A box-and-whisker plot of fantasy points is depicted in Figure 5.25.

Code

ggplot2::ggplot(
  data = player_stats_seasonal %>%
    filter(position_group %in% c("QB","RB","WR","TE")),
  mapping = aes(
    x = position_group,
    y = fantasyPoints,
    fill = position_group)
) +
  geom_boxplot(staplewidth = 0.25) +
  labs(
    x = "Position",
    y = "Fantasy Points",
    title = "Box-and-Whisker Plot of Fantasy Points by Position"
  ) +
  theme_classic() + 
  theme(
    legend.position = "none",
    axis.title.y = element_text(angle = 0, vjust = 0.5)) # horizontal y-axis title

5.4.6 Violin Plot

A violin plot of fantasy points is depicted in Figure 5.26.

Code

ggplot2::ggplot(
  data = player_stats_seasonal %>%
    filter(position_group %in% c("QB","RB","WR","TE")),
  mapping = aes(
    x = position_group,
    y = fantasyPoints,
    fill = position_group)
) +
  geom_violin(draw_quantiles = c(0.25, 0.5, 0.75)) +
  labs(
    x = "Position",
    y = "Fantasy Points",
    title = "Violin Plot of Fantasy Points by Position",
    subtitle = "Lines represent the 25th, 50th, and 75th quantiles"
  ) +
  theme_classic() + 
  theme(
    legend.position = "none",
    axis.title.y = element_text(angle = 0, vjust = 0.5)) # horizontal y-axis title

Figure 5.26: Violin Plot. Lines represent the 25th, 50th, and 75th quantiles.

5.4.7 Ridgeline Plot

A ridgeline plot of fantasy points is depicted in Figure 5.27 using the ggridges package (Wilke, 2024).

Code

ggplot2::ggplot(
  data = player_stats_seasonal %>%
    filter(position_group %in% c("QB","RB","WR","TE")),
  mapping = aes(
    x = fantasyPoints,
    y = position_group,
    group = position_group,
    fill = position_group)
) +
  ggridges::geom_density_ridges(
    rel_min_height = 0.0085, # remove trailing tails
  ) +
  labs(
    x = "Fantasy Points",
    y = "Position",
    title = "Ridgeline Plot of Fantasy Points by Position"
  ) +
  theme_classic() + 
  theme(
    legend.position = "none",
    axis.title.y = element_text(angle = 0, vjust = 0.5)) # horizontal y-axis title

We can add lines at the quartiles, as depicted in Figure 5.28.

Code

ggplot2::ggplot(
  data = player_stats_seasonal %>%
    filter(position_group %in% c("QB","RB","WR","TE")),
  mapping = aes(
    x = fantasyPoints,
    y = position_group,
    group = position_group,
    fill = factor(after_stat(quantile)))
) +
  ggridges::stat_density_ridges(
    rel_min_height = 0.0085, # remove trailing tails
    geom = "density_ridges_gradient",
    calc_ecdf = TRUE,
    quantiles = 4,
    quantile_lines = TRUE
  ) +
   scale_fill_viridis_d() + # use viridis color scheme
  labs(
    x = "Fantasy Points",
    y = "Position",
    title = "Ridgeline Plot of Fantasy Points by Position",
    subtitle = "Vertical lines represent the 25th, 50th, and 75th quantiles",
    fill = "Quartile"
  ) +
  theme_classic() +
  theme(axis.title.y = element_text(angle = 0, vjust = 0.5)) # horizontal y-axis title

Figure 5.28: Ridgeline Plot. Lines represent the 25th, 50th, and 75th quantiles.

5.5 Scatterplot

As a tutorial, we walk through some of the (many) modifications that can be made to create an advanced, customized plot in ggplot2.

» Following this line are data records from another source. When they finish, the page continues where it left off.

PR #423, opened 2024-08-13
Changed meshing interface design principle to adopt the future proof route

benflexcompute:


flow360/component/simulation/meshing_param/edge_params.py
```diff
@@ -54,12 +47,41 @@ class SurfaceEdgeRefinement(_BaseEdgeRefinement):
...
+                )
+            if self.method is None:
+                raise ValueError("`method` must be specified for per-item surface edge refinement.")
+        else:
+            # Is Global edge refinement
+            if self.growth_rate is None:
+                self.growth_rate = 1.2  # Applying default
+            if self.method is not None:
+                raise ValueError("`method` can be only specified in per-item manner, not global.")
+        return self
```
maciej-flexcompute, line 87: how about we move this validator to `refinements` validator which will be applied on refinements of type SurfaceEdgeRefinement. And then there is only one check we need to do:
check if set(growth rates) is length 1 (need to exclude None). If it is not, we can send warning instead of error that first appearance of growth_rate will be used.

flow360/component/simulation/meshing_param/face_params.py
```diff
@@ -41,15 +42,18 @@ class SurfaceRefinement(Flow360BaseModel):
...
+        if self.entities is not None:
+            # Is per-item refinement
+            if self.curvature_resolution_angle is not None:
+                raise ValueError(
+                    "`curvature_resolution_angle` can be only specified in global manner."
+                )
+        else:
+            # Is Global refinement
+            if self.curvature_resolution_angle is None:
+                self.curvature_resolution_angle = 12 * u.deg  # Applying default
```
maciej-flexcompute, line 56: same strategy here. Only first value will be respected.

flow360/component/simulation/meshing_param/face_params.py
```diff
@@ -70,25 +74,29 @@ class BoundaryLayer(Flow360BaseModel):
...
+            if self.growth_rate is not None:
+                raise ValueError("`growth_rate` can be only specified in global manner.")
+            if self.first_layer_thickness is None:
+                raise ValueError(
+                    "`first_layer_thickness` must be specified for per-item refinement."
+                )
+        else:
+            # Is Global refinement
+            if self.growth_rate is None:
+                self.growth_rate = 1.2  # Applying default
```
maciej-flexcompute, line 99: same here

flow360/component/simulation/meshing_param/edge_params.py
benflexcompute: I see this relieves the requirement a bit but two issues:
1. If we have:
```python
[SurfaceEdgeRefinement(entities=[edge1, edge2], growth_rate = 1.4), SurfaceEdgeRefinement(growth_rate = 1.2)]
```
Then we can not say we use the 1st appearance? Since the eneities-is-none one is supposed to be global but is second in place?
2. Personally I think if user did not specify a global setting it might be arbitrary for us to tell them that we are going to use whatever is the first in the list? The result is going to change depending on the list ordering then.

maciej-flexcompute: ok, so how about we raise error instead of warning and ask user to provide only one value?

benflexcompute: It is on todo list. See https://flow360.atlassian.net/browse/SCFD-2552. There are some values that does not require a global setting. For example max_edge_length.

maciej-flexcompute: right. My problem is that now:
```python
[SurfaceEdgeRefinement(entities=[edge1, edge2], growth_rate = 1.4)]
```
will raise an error, although it is perfectly valid setting. We can use this 1.4 as global, it will affect only these two edges anyway, regardless if local or global.


What I am proposing it to just move this check one level above and make sure that only one value is used. It will be also very easy to remove this check if we decide to support it.

benflexcompute: The global SurfaceEdgeRefinement-> growth_rate does not only affect the listed/mentioned edges. Both meshers that we have will use this global setting for auto-detected edges that does not even exist in the geometry file. So we still require an explicit global `growth_rate`.  Source: @rundaji 

For other global setting fields. We cannot use arbitrary global values for the same reason that they make difference.

benflexcompute: I do appreciate your effort to reduce validation error due to capability limitation.

benflexcompute: I talked with Tengda this morning and the UI will mask most of these to make it harder to error out. See here: https://flow360.atlassian.net/browse/SCFD-2501#:~:text=Change%20of%20plan%3A%20We%20will%20have%20interface%20that%20aims%20to%20be%20future%2Dproof.

flow360/component/simulation/meshing_param/edge_params.py
```diff
@@ -67,6 +68,8 @@ class SurfaceEdgeRefinement(Flow360BaseModel):
         ]
     ] = pd.Field(None, discriminator="type")
 
+    private_attribute_is_global_setting: bool = pd.Field(default=False, frozen=True)
```
benflexcompute, line 71: Why do we need this?
Front end need to know which ones are global settings. Front end use this to detect if it should 1. mask out non-global settings
2. disable "delete", "duplicate" action.
3. disable selecting entities for these global settings.

Why cannot we just see if entities is empty?
Because all user added refinements **initially** does not have `entities` and therefore all are considered global by this criterion. Therefore user cannot add entities to make it non-global...

flow360/component/simulation/meshing_param/edge_params.py
maciej-flexcompute: I see. This is indeed the problem. So this design needs to stay. I goes this is the same problem with `curvature_resolution_angle` that is applied to all surfaces, not only mentioned ones?

How about boundary layer growth rate? This seems only be applied on mentioned patches?

flow360/component/simulation/meshing_param/edge_params.py
```diff
@@ -54,12 +48,50 @@ class SurfaceEdgeRefinement(_BaseEdgeRefinement):
...
+    def _check_valid_setting_combination(self):
+        """Check if the settings are valid in global or per-item context."""
+        if self.entities is not None:
+            # Is per-item edge refinement
+            if self.growth_rate is not None:
+                raise ValueError(
+                    "`growth_rate` can be only specified in global manner, not per edge."
+                )
+            if self.method is None:
+                raise ValueError("`method` must be specified for per-item surface edge refinement.")
```
maciej-flexcompute, line 83:
```suggestion
                raise ValueError(
                    "`growth_rate` can be only specified in global manner, not per edge. Don't use entities (edges) parameter when setting growth rate"
                )
            if self.method is None:
                raise ValueError("`method` must be specified for per-item surface edge refinement. You must provide entities (edges).")
```

benflexcompute:
Overshadowed by https://github.com/flexcompute/Flow360/pull/426

PR #424, opened 2024-08-14
Debug Navier Stokes

NasserFlexCompute:


flow360/component/flow360_params/solvers.py
```diff
@@ -200,6 +203,22 @@ class NavierStokesSolver(GenericFlowSolverSettings):
...
+                "minPressure",
+                "maxVelocity",
+                "maxResCont",
+                "maxResMomX",
+                "maxResMomY",
+                "maxResMomZ",
+                "maxResEnergy",
+            ]
+        ] = pd.Field(alias="debugType")
+        debug_point: Optional[Coordinate] = pd.Field(alias="debugPoint")
```
NasserFlexCompute, line 220: If I want to implement a logic that if debug_type=="point", then debug_point has to be specified, should I do it in Flow360 in in validations under the scripts?

benflexcompute: We should do it in the python client to ensure errors are reported as early as possible

benflexcompute: We also need to ensure when other debug_types are selected there should be no debug_point. I assume these are conflicting?

benflexcompute: I would recommend remove "point" debug_type and use debug_point when specified. If not specified then check debug_type for other options. This way you do not need the `if debug_type=="point", then debug_point has to be specified` logic

benflexcompute (approved):

PR #425, opened 2024-08-15
Added validation for entity properties

benflexcompute:


flow360/component/simulation/unit_system.py
```diff
@@ -552,6 +562,14 @@ def Vector(self):
         """
         return self._VectorType.get_class_object(self)
 
+    # pylint: disable=invalid-name
+    @classproperty
+    def PositiveVector(self):
```
yifan-flex, line 567: Can we have a better name for it? The length is restricted to 3 right?

yifan-flex (approved):

flow360/component/simulation/unit_system.py
benflexcompute: Keeping it as is for now.

PR #430, opened 2024-08-19
Removed  logic of checking entities is None . Changes to use explicit `ForAll` test

benflexcompute:


benflexcompute:
"Converted to DRAFT status since All is not needed for now (we decided to not add the default items under refinements)"

benflexcompute:
Not useful for now.

PR #435, opened 2024-08-20
Added validation to ensure entities to Rotation and PorousMedium are valid

benflexcompute:


tests/simulation/params/test_generic_volume_with_sufficient_properties.py
```diff
@@ -0,0 +1,43 @@
+import pytest
```
yifan-flex, line 1: I prefer that these be separated into test_rotation and test_porous_medium, more unit test should be added to each in the future

yifan-flex (approved):

tests/simulation/params/test_generic_volume_with_sufficient_properties.py
benflexcompute: Done

PR #437, opened 2024-08-21
Get the length unit from project's draft

benflexcompute:


flow360/component/simulation/cloud.py
```diff
@@ -139,6 +141,11 @@ def update_simulation_params(self, params: SimulationParams):
             method="simulation/file",
         )
 
+    def retrieve_simulation_dict(self) -> dict:
+        """retrieve the SimulationParams of the draft"""
+        response = self.get(method="simulation-config")
+        return json.loads(response["simulationJson"])
+
```
maciej-flexcompute, line 148:
```suggestion
    def get_simulation_dict(self) -> dict:
        """retrieve the SimulationParams of the draft"""
        response = self.get(method="simulation-config")
        return json.loads(response["simulationJson"])

```

flow360/component/simulation/cloud.py
```diff
@@ -183,6 +190,18 @@ def _run(
...
         )
 
+    ##-- Getting the project length unit from draft and store in the SimulationParams
+    _resp = RestApi(ProjectInterface.endpoint, id=source_asset.project_id).get()
+    last_opened_draft_id = _resp["lastOpenDraftId"]
+    assert last_opened_draft_id is not None
+    _draft_with_length_unit = Draft.from_cloud(last_opened_draft_id)
+    length_unit = _draft_with_length_unit.retrieve_simulation_dict()[
+        "private_attribute_asset_cache"
+    ]["project_length_unit"]
```
maciej-flexcompute, line 200: I guess we need some error handling here

flow360/component/simulation/cloud.py
```diff
@@ -183,6 +190,18 @@ def _run(
             f"params argument must be a SimulationParams object but is of type {type(params)}"
         )
 
+    ##-- Getting the project length unit from draft and store in the SimulationParams
+    _resp = RestApi(ProjectInterface.endpoint, id=source_asset.project_id).get()
+    last_opened_draft_id = _resp["lastOpenDraftId"]
+    assert last_opened_draft_id is not None
+    _draft_with_length_unit = Draft.from_cloud(last_opened_draft_id)
+    length_unit = _draft_with_length_unit.retrieve_simulation_dict()[
```
maciej-flexcompute, line 198: this adds 3 more http requests. It will significantly slow down overall experience. We need to talk to backend team on how limit number of http requests

flow360/component/simulation/cloud.py
maciej-flexcompute: How user provides this value for the first time, before any project or draft is created?

flow360/component/simulation/cloud.py
benflexcompute: Done

flow360/component/simulation/cloud.py
benflexcompute: When calling `from_file` method user has to specify the length unit. Then it passed to the project API.

benflexcompute: Right. Raised key error if the length unit is not found.

flow360/component/simulation/cloud.py
benflexcompute: right, it would be best to get the length unit from just Geometry get so that all three here is eliminated.

maciej-flexcompute (approved):

PR #738, opened 2025-02-14
[FL-226] TimeAverageProbeOutput supports frequency=-1

angranl-flex:


flow360/component/simulation/outputs/outputs.py
```diff
@@ -613,8 +613,19 @@ class TimeAverageProbeOutput(ProbeOutput):
 
     """
 
-    frequency: int = pd.Field(default=1, ge=1)
-    frequency_offset: int = pd.Field(default=0, ge=0)
+    # pylint: disable=abstract-method
+    frequency: int = pd.Field(
+        default=-1,
```
yifan-flex, line 618: Default should be 1, we used to always output every time step before this becomes an adjustable parameter.

flow360/component/simulation/outputs/outputs.py
```diff
@@ -691,8 +702,18 @@ class TimeAverageSurfaceProbeOutput(SurfaceProbeOutput):
     """
 
     # pylint: disable=abstract-method
-    frequency: int = pd.Field(default=1, ge=1)
-    frequency_offset: int = pd.Field(default=0, ge=0)
+    frequency: int = pd.Field(
+        default=-1,
```
yifan-flex, line 706: I think default here should be 1 too to be consistent.

flow360/component/simulation/outputs/outputs.py
angranl-flex: I think we currently have default frequency =-1 here: https://github.com/flexcompute/Flow360/blob/4e0aa69c8d9fe5ea831748caebb92c972706db5a/flow360/component/simulation/outputs/outputs.py#L78

Should we change it to 1?

angranl-flex: Update to 1 now

flow360/component/simulation/outputs/outputs.py
angranl-flex: Update to 1 now

yifan-flex (approved):

PR #743, opened 2025-02-18
[Hotfix-24.11] Remove DDES settings in periodic BC tutorial

angranl-flex:
#733


angranl-flex:
> Have you checked if the DDES and grid_size_for_LES has default and the validation can pass?

Yes, both of them has default values and I can run the case in webUI.
image

benflexcompute (approved):

PR #750, opened 2025-02-20
Add length unit property to project

angranl-flex:


flow360/component/project.py
```diff
@@ -449,6 +449,28 @@ def id(self) -> str:
...
         return self.metadata.id
 
+    @property
+    def length_unit(self) -> pd.PositiveFloat:
+        """
+        Returns the length unit of the project.
+
+        Returns
+        -------
+        pd.PositiveFloatr
```
benflexcompute, line 459: Why is it float? Shouldn't it have dimension?

flow360/component/project.py
```diff
@@ -449,6 +449,28 @@ def id(self) -> str:
...
+            The length unit.
+        """
+
+        defaults = self._root_simulation_json
+
+        cache_key = "private_attribute_asset_cache"
+        length_key = "project_length_unit"
+
+        if cache_key not in defaults:
```
benflexcompute, line 468: The if logic is conflicting here

flow360/component/project.py
```diff
@@ -449,6 +449,28 @@ def id(self) -> str:
...
+            if length_key not in defaults[cache_key]:
+                raise Flow360ValueError("Simulation params do not contain default length unit info")
```
benflexcompute, line 470: Mark this internal error by prefix "[Internal]"

flow360/component/project.py
angranl-flex: Fixed

flow360/component/project.py
angranl-flex: Done

angranl-flex:
> Can you try quick_example.py and see if it works?

Just tried  quick_start.py and it works.

PR #755, opened 2025-02-20
Add pytest-xdist to improve CI speed

angranl-flex:


benflexcompute:
Does not improve speed.

PR #761, opened 2025-02-24
Add validation before draft submission.

angranl-flex:


flow360/component/project.py
```diff
@@ -27,20 +27,13 @@
     GeometryFiles,
     SurfaceMeshFile,
     VolumeMeshFile,
-    replace_ghost_surfaces,
+    set_up_params_for_draft,
```
benflexcompute, line 30:
```suggestion
    set_up_params_for_uploading,
```

flow360/component/project.py
```diff
@@ -1017,10 +965,29 @@ def _run(
...
         """
 
-        with model_attribute_unlock(params.private_attribute_asset_cache, "project_length_unit"):
-            params.private_attribute_asset_cache.project_length_unit = self.length_unit
+        params = set_up_params_for_draft(
+            params=params, root_asset=self._root_asset, length_unit=self.length_unit
+        )
 
-        root_asset = self._root_asset
+        params, errors = validate_params_for_draft_submission(
```
benflexcompute, line 972:
```suggestion
        params, errors = validate_params_with_context(
```

flow360/component/project.py
```diff
@@ -1017,10 +965,29 @@ def _run(
...
+            params=params,
+            root_item_type=self.metadata.root_item_type.value,
+            up_to=target._cloud_resource_type_name,
+        )
+
+        if errors is not None:
+            error_msg = ""
+            for idx, error in enumerate(errors):
```
benflexcompute, line 980: Can we warp this in a function?
We need to print the backend returned errors with the same formatting (once backend is ready).

flow360/component/project.py
```diff
@@ -1017,10 +965,29 @@ def _run(
...
+                error_msg += f"\n\t({idx+1}) Message: {error['msg']}"
+                if error.get("loc") != ():
```
benflexcompute, line 982: Would be best to have a Pydantic model for this or maybe this is the exact schema for pd.ValidationError? We can use the response as is but it is just not elegant as using a Pydantic model.

benflexcompute: Not required for now.

flow360/component/project_utils.py
```diff
@@ -255,3 +270,89 @@ def _find_ghost_surfaces(*, model, ghost_entities_from_metadata):
     _find_ghost_surfaces(model=params, ghost_entities_from_metadata=ghost_entities_from_metadata)
 
     return params
+
+
+def _set_up_param_entity_info(entity_info, params: SimulationParams):
```
benflexcompute, line 275: Let's not make this a single function. It does not make sense to mis non-persistent entity processing with the draft entities.

flow360/component/project.py
benflexcompute: Also in the new function docstring have an example of how the printed error message will look like.

flow360/component/project.py
benflexcompute: No need if it is just dict.

benflexcompute (approved):

PR #764, opened 2025-02-25
[Hotfix-24.11][SCFD-4474] Add validation before draft submission (#761)

angranl-flex:


benflexcompute (approved):
Are you able to submit a case?

angranl-flex:
> Are you able to submit a case?

Yes, I tested with the tutorial code for CHT solver. I will test the quick_start again before merging.

PR #775, opened 2025-02-27
[HOTFIX] add updater to 24.11.10 to 25.2

benflexcompute:


examples/tutorials/quick_start.py
```diff
@@ -7,6 +7,7 @@
 project = fl.Project.from_file(
     files=Airplane.geometry,
     name="Python Project (Geometry, from file)",
+    solver_version="release-24.11.25",
```
angranl-flex, line 10: Why adding this?

benflexcompute: good catch, will remove

angranl-flex (approved):

PR #785, opened 2025-03-05
[SCFD-4498] Formatting error msg from backend

angranl-flex:


flow360/component/simulation/web/draft.py
```diff
@@ -158,7 +160,9 @@ def run_up_to_target_asset(
             log.error(">>Submission failed.<<")
             try:
                 detailed_error = json.loads(err.auxiliary_json["detail"])["detail"]
-                log.error(f"Failure detail: {detailed_error}")
+                log.error(
+                    f"Failure detail: {formatting_validation_errors(ast.literal_eval(detailed_error))}"
```
benflexcompute, line 164: can you inside formatting_validation_errors add a blank line or some seperator like "-------- ERROR -------". Currently the error message in print out does not have enough separation from the other error stacks.

benflexcompute (approved):

benflexcompute:
Add `raise_on_error` option of these. Default behavior should be to silently return None.

benflexcompute (approved):

PR #799, opened 2025-03-10
Fix "_id" not removed from file_content init and added unit test

angranl-flex:


tests/simulation/service/test_services_v2.py
benflexcompute, line 1: Will this error out otherwise?

benflexcompute (approved):

tests/simulation/service/test_services_v2.py
angranl-flex: Yes, it will error out.

PR #817, opened 2025-03-13
[SCFD-4591] Add face/edge renaming function

angranl-flex:


benflexcompute:
Once https://github.com/flexcompute/Flow360/pull/829 is merged, can you add in example/ an example/test script to ensure the renaming workflow works?

benflexcompute:
Also we may need to consider moving the bodies not directly in the `geometry[""]` but instead geometry.bodyGroups[""] instead? This avoids ambiguity when user use `geometry["body0001"]` when using bodyId and faceId as grouping.

Issue #124, opened 2019-10-29
Unable to send from tag build


jodastephen:
### Orb version

v3.4.0

### What happened

Error "Current branch is not included in only_for_branches filter; no status alert will be sent" is output. This occurs with config:

```
      - slack/status:
          channel: XXXXXXX
          failure_message: 'failed'
          fail_only: true
          only_for_branches: master
```

This happens because on a tag build, `$CIRCLE_BRANCH` is not set, so the ORB fails to correctly  match the branch name.

### Expected behavior

The slack message should be sent.

BeyondEvil:
@jodastephen I'm using this workaround:

`only_for_branches: ",develop,master"`

gmemstr:
@KyleTryon Does this apply to version 4.x?

PR #132, opened 2019-11-27
Support sending notifications on tags (#124)

BeyondEvil:
Fixes: #124

### Checklist

### Motivation, issues

To send notifications on a tagged build, you would have to use a hack (see my comment in #124).

Apart from not having to rely on hack, this gives the user a more flexible solution instead of just an on/off-switch.

### Description

Add `use_on_tag` to `status` (and `notify-on-failure`) to enable users to push slack messages on tags with a greater level of granularity.

### DIFF
--- a/README.md
+++ b/README.md
@@ -112,6 +112,7 @@ Send a status alert at the end of a job based on success or failure. This must b
 | `mentions` | `string` |  | Comma-separated list of Slack User or Group (SubTeam) IDs (e.g., "USER1,USER2,USER3"). _**Note:** these are Slack User IDs, not usernames. The user ID can be found on the user's profile. Look below for information on obtaining Group ID._ |
 | `fail_only` | `boolean` | `false` | If set to `true`, successful jobs will _not_ send alerts |
 | `only_for_branches` | `string` |  | If set, a comma-separated list of branches, for which to send notifications |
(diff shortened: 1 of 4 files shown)


BeyondEvil:
Couldn't quite figure out the tests. Will need some hand-holding if you require me to add any. 🙏

BeyondEvil:
> So the purpose of this addition seems to be to allow a user to automatically send a message on a tagged build. However, as the user will already have a workflow with a tag filter on it, would it not make more sense to give separate parameters to that job with the existing orb notify and status commands?

I don't know, maybe?

In our case, we only have one workflow. We use `master` branch for stage-releases and tags for production-releases. The flows are the same, just using different environments.

But maybe we're using Circle CI incorrectly? 🤷‍♂

BeyondEvil:
ping @KyleTryon

KyleTryon:
Hello @BeyondEvil,

Sorry for the lack of communication. We have been hard at work on the 4th version of the Slack orb, now available here: https://circleci.com/developer/orbs/orb/circleci/slack

Here is a usage example using the new orb showing how you might send a notification on a tagged commit: https://circleci.com/developer/orbs/orb/circleci/slack#usage-successful_tagged_deployment

If this does not satisfy your use-case please let me know in a new issue and we would be happy to look into solutions for the new orb. Thank you!

Issue #133, opened 2019-12-02
[request] add a `success_only` parameter to `status` command


blordpluto:
Hi guys,

Our use case is that we are doing multiple flavored deploys from a single repo. If there is a build or deploy failure, we want to message a Slack channel for the devs to fix it. `fail_only` works for that. Devs don't need to be bothered if there is no error. Great.

But if there is a successful deploy, we want to notify the testing and reliability people, in a different channel. BUT the testers don't care about failures. They only want to know when something new has successfully been deployed. And there is a lot of volume so controlling noise is important.

I have glanced at the source and honestly I could probably edit it in myself in about 5 minutes. Just an if statement with an early return, following the current pattern. But I am loathe to fork this and get into the orb business, and I suspect that there will be others out there who will need this feature just as much as I do. So I want to approach you first about getting a `success_only` parameter baked into your standard orb.

Or if there is an easy workaround I would love to know!

Thanks in advance for any help.

blordpluto:
Hi, can you please respond? For reference, I have created a branch [here](https://github.com/blordpluto/slack-orb/tree/success-only). Would like to submit a PR.

KyleTryon:
Changes requested on PR.

PR #140, opened 2020-01-27
Add a success_only parameter

blordpluto:
### Checklist

### Motivation, issues

Our use case is that we are doing multiple flavored deploys from a single repo. If there is a build or deploy failure, we want to message a Slack channel for the devs to fix it. fail_only works for that. Devs don't need to be bothered if there is no error. Great.

But if there is a successful deploy, we want to notify the testing and reliability people, in a different channel. BUT the testers don't care about failures. They only want to know when something new has successfully been deployed. And there is a lot of volume so controlling noise is important.

See my earlier request at issue https://github.com/CircleCI-Public/slack-orb/issues/133.

### Description

The new `success_only` parameter in this PR is very similar to the current `fail_only` parameter, just with the logic inverted.


KyleTryon:
I think this is a valid use-case but I would vote to remove the `notify-on-success` command. The `notify` command can handle this with the parameter as you have added, and the notify command could be called twice if desired (just supply a custom `name` parameter).

Thank you.

blordpluto:
@KyleTryon Thanks for the quick feedback. Please let me know if this change ^^^ works for you.

KyleTryon:
Much appreciated. Merging in 🎉

blordpluto:
Great! 🙌  Can I ask when we might expect a 3.4.3 release that includes this?

PR #147, opened 2020-04-09
Fix documentation

caleb15:
### Checklist

- [X] All new jobs, commands, executors, parameters have descriptions
- [X] Examples have been added for any significant new features
- [X] README has been updated, if necessary

### Motivation, issues

Incorrect doc

### Description

token doesn't work, it needs to be a full webhook url with token


caleb15:
Going by the incorrect documentation I added just the token but that resulted in the following error:

```
curl: (6) Could not resolve host: xxxxxxxxx
Job completed successfully. Alert sent.
```

By fixing the documentation people will know to use the full url, not just the token.

PR #160, opened 2020-08-13
[semver:major] Major Slack Orb Rewrite

gmemstr:
More details to come


KyleTryon:
todo: 
add a branch filter to the command.

Jobs can be filtered by branch but individual commands are not. Some users have expressed a desire to use the notify command within a job, but only notify on a given branch.

KyleTryon:
Note/Issue.

The orb is not fully POSIX compliant due to (at least) several instances where we used `[[]]` for various reasons. We should be able to address this with AWK.
https://serverfault.com/a/705144

Continuing for the moment ignoring this. We can attempt to improve and make POSIX compliant in a later step.

KyleTryon (approved):
Finally ready for launch :tada:

PR #167, opened 2020-09-03
4.0 Branch Filter.

KyleTryon:
Branch filter added.
Updated on-hold job to include all parameters.
More tests.

```yaml
description: >
  Use the "branch_list" parameter to limit notifications to specified branches.
  Useful when a job is executed on multiple branches but you only wish to be notified on a subset of branches.
  For example: If your "build" job runs on every branch, but you wish to only be notified when a failure occurs on the "staging" branch, your config may look like this.
usage:
  version: 2.1
  orbs:
    slack: circleci/slack@4.0
  jobs:
    build:
      machine: true
      steps:
        - run: some build command
        - slack/notify:
            branch_list: main # a comma separated list of branches for which this notification will execute. By default, all branches will trigger.
            event: fail
            template: basic_fail_1
        - slack/notify:
            branch_list: production # A second alert to ping certain folks to failures on this branch.
            event: fail
            template: basic_fail_1
            mentions: "<@U8XXXXXXX>, @UserName"
  workflows:
    deploy_and_notify:
      jobs:
        - build
        # This deploy job uses the native CircleCI workflow filters to specify that the entire job will not execute unless on the specified filtered branch.
        # This Workflow level filter is independent from the Slack orb.
        - deploy:
            requires:
              - build
            filters:
              branches:
                only:
                  - production

```


src/commands/notify.yml
```diff
@@ -24,6 +24,11 @@ parameters:
     type: enum
     enum: ["fail", "pass", "always"]
     default: "always"
+  branch_list:
```
gmemstr, line 27: Might be more accurate to call this "branch_pattern"

src/scripts/notify.sh
```diff
@@ -79,6 +79,25 @@ InstallJq() {
 
 }
 
+BranchFilter() {
```
gmemstr, line 82: Doesn't appear this is actually used anywhere?

gmemstr (changes requested):

src/commands/notify.yml
KyleTryon: Fair point, I like it

KyleTryon:
Ill take a look at the error shortly.

gmemstr (approved):
LGTM!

First, we prepare the data:

Code

# Subset Data
rb_seasonal <- player_stats_seasonal %>% 
  filter(position_group == "RB")

5.5.1 Base Layer

Second, we create the base layer of the plot using the ggplot2::ggplot() function of the ggplot2 package (Wickham et al., 2024), as in Figure 5.29. We specify the data object and the variables in the data object that are associated with the x- and y-axes:

Code

ggplot2::ggplot(
  data = rb_seasonal, # specify data object
  aes(
    x = age, # specify variable on x-axis
    y = rushing_yards)) # specify variable on y-axis

5.5.2 Add Points

Third, we create a scatterplot using the ggplot2::geom_point() function from the ggplot2 package (Wickham et al., 2024), as in Figure 5.30:

Code

ggplot2::ggplot(
  data = rb_seasonal,
  aes(
    x = age,
    y = rushing_yards)) +
  geom_point() # add points for scatterplot

5.5.3 Best-Fit Line

Fourth, we add a linear best-fit line using the geom_smooth(), as in Figure 5.31:

Code

ggplot2::ggplot(
  data = rb_seasonal,
  aes(
    x = age,
    y = rushing_yards)) +
  geom_point() +
  geom_smooth(method = "lm") # add linear best-fit line

Figure 5.31: Scatterplot with Linear Best-Fit Line.

We could also estimate a quadratic polynomial best-fit line, as in Figure 5.32:

Code

ggplot2::ggplot(
  data = rb_seasonal,
  aes(
    x = age,
    y = rushing_yards)) +
  geom_point() +
  geom_smooth(
    method = "lm",
    formula = y ~ poly(x, 2)) # add quadratic best-fit line

Figure 5.32: Scatterplot with Quadratic Best-Fit Line.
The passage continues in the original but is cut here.